**Work instructions**
Check the records below line by line for the string "again". Give the number of lines that contain it and nothing else.

**Materials provided**
________________________
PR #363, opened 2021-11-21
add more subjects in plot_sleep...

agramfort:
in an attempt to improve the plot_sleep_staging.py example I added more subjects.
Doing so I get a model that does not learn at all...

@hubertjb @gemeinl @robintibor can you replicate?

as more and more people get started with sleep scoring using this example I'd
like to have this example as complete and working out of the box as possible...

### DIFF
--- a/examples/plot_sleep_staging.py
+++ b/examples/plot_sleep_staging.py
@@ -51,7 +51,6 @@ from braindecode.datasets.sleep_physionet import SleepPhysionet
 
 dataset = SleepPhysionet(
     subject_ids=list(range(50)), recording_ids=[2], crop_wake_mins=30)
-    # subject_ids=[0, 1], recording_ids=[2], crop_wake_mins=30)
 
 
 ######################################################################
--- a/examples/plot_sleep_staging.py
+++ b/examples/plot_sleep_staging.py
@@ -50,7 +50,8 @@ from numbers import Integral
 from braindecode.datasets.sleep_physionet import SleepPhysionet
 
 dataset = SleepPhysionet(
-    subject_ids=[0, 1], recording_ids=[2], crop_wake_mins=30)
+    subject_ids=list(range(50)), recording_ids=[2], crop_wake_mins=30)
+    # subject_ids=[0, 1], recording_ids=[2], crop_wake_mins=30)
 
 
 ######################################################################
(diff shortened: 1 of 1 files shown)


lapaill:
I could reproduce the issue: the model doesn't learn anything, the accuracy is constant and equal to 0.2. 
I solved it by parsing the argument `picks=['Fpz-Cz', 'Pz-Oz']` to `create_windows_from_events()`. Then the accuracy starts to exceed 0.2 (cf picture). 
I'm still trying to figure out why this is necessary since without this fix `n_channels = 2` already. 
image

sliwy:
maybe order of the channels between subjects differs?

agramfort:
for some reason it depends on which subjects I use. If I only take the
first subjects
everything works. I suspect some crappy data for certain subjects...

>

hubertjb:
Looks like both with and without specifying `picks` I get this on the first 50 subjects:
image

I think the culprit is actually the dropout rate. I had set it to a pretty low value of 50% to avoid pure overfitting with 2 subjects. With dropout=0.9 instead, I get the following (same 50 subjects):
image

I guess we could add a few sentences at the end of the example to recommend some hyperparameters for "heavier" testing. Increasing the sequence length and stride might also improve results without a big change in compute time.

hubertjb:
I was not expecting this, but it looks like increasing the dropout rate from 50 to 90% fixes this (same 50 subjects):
________________________
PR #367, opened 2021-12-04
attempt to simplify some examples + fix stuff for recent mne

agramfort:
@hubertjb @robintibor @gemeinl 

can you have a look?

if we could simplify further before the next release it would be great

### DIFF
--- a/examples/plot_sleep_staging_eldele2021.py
________________________
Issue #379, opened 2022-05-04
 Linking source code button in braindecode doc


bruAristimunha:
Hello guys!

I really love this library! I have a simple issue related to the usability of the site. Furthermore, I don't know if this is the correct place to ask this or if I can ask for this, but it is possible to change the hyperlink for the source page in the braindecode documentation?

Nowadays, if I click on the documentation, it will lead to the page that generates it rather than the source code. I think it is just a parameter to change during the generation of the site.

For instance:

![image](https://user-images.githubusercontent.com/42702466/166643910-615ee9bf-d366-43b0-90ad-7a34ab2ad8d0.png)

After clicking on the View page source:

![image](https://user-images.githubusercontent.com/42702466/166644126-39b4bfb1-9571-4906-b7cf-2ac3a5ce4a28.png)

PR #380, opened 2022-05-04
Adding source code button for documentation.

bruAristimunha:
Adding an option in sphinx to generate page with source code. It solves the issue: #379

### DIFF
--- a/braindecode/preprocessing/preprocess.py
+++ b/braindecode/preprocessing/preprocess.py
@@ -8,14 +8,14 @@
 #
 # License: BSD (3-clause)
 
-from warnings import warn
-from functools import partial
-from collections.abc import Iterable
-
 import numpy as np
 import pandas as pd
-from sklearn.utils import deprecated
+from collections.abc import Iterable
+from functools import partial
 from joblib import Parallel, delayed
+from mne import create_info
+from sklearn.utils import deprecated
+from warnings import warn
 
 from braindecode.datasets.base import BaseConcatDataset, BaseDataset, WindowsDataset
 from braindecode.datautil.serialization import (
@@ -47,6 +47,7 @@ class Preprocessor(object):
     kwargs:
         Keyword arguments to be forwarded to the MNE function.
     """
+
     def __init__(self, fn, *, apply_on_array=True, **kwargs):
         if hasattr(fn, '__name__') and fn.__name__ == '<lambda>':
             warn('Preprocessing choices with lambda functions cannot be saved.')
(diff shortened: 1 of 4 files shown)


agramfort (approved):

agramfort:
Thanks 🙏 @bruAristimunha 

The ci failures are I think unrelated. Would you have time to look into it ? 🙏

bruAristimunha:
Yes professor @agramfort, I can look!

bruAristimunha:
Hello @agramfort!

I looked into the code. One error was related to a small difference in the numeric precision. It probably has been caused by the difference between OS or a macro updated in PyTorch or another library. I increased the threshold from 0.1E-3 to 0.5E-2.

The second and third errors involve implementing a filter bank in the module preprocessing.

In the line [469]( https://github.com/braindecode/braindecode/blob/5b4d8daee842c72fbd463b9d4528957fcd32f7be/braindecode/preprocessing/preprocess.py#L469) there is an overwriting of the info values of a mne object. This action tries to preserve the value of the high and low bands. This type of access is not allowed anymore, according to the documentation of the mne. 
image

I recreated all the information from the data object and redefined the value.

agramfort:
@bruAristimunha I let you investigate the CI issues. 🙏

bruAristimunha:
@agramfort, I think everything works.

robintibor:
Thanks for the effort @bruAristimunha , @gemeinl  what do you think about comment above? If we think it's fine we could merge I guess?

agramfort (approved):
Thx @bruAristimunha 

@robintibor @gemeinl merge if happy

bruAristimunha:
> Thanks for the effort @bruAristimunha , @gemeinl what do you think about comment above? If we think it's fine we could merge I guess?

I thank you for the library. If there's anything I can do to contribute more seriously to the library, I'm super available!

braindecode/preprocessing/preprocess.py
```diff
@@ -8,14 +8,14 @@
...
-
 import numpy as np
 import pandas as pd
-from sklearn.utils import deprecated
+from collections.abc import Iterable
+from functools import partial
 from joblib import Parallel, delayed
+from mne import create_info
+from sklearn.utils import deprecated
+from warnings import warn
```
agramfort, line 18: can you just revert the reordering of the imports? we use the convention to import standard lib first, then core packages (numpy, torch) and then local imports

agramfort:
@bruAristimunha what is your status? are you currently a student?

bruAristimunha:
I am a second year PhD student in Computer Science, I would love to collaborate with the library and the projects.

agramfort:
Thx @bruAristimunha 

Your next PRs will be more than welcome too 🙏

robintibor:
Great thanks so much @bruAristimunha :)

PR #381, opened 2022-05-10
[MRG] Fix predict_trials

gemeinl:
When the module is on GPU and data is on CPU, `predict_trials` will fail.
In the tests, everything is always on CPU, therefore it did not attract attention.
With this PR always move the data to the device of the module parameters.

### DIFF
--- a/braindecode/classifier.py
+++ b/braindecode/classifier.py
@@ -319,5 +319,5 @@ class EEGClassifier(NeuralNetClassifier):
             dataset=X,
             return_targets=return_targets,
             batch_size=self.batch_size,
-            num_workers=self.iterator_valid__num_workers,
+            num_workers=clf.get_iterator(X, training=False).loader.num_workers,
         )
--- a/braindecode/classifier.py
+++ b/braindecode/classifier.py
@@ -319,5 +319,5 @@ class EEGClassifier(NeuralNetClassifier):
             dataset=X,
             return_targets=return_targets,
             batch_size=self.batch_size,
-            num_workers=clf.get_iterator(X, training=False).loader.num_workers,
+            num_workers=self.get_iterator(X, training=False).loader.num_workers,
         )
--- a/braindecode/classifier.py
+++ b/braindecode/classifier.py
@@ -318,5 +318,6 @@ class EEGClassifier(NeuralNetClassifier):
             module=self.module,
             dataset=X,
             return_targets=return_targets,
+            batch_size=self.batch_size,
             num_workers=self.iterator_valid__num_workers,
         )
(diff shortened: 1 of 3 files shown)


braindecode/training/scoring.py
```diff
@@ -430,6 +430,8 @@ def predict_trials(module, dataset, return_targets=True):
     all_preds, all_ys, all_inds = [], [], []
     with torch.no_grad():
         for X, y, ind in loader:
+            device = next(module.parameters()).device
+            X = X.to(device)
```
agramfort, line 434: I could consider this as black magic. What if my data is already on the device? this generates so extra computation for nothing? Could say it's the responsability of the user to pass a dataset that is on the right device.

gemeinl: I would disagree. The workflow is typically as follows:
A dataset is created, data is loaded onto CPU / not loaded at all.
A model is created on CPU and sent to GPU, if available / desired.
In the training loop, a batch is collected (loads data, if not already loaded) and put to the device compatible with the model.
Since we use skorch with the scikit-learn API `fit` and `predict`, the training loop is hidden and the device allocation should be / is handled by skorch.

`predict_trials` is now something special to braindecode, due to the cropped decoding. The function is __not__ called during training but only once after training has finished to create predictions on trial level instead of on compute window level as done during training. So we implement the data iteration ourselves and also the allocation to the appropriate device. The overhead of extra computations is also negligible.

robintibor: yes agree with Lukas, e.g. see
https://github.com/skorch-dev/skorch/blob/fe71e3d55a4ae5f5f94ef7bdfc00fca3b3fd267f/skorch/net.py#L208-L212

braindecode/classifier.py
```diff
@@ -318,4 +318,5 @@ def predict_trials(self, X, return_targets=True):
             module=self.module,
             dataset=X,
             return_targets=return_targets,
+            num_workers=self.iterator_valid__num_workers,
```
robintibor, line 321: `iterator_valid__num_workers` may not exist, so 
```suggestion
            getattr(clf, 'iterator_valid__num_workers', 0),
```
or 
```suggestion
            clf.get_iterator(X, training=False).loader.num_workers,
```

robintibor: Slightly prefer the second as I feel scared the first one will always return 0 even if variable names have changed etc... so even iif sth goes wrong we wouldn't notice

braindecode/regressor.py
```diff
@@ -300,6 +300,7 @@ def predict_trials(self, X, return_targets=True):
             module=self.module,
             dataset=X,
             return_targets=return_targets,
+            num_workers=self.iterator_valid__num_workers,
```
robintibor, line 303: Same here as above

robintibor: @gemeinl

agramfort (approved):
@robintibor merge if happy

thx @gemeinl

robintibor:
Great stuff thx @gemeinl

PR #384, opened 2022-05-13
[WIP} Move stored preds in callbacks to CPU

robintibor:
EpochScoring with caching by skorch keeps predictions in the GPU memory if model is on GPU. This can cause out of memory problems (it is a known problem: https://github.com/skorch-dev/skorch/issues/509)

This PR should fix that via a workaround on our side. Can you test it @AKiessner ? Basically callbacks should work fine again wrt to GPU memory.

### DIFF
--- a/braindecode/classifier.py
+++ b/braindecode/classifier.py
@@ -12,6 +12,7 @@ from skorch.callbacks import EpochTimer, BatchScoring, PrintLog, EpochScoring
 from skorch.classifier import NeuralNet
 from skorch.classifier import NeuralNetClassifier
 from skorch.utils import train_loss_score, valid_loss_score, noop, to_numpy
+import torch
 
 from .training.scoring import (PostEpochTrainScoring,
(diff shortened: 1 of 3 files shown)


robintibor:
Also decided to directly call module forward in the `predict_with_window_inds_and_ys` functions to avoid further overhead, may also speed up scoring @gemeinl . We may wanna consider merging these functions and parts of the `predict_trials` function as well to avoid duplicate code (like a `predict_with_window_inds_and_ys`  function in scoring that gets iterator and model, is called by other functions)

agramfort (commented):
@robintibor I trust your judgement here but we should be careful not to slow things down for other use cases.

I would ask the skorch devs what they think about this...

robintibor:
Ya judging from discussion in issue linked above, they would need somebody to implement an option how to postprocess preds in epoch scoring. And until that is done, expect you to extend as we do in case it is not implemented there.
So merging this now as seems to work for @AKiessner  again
________________________
**Output**
2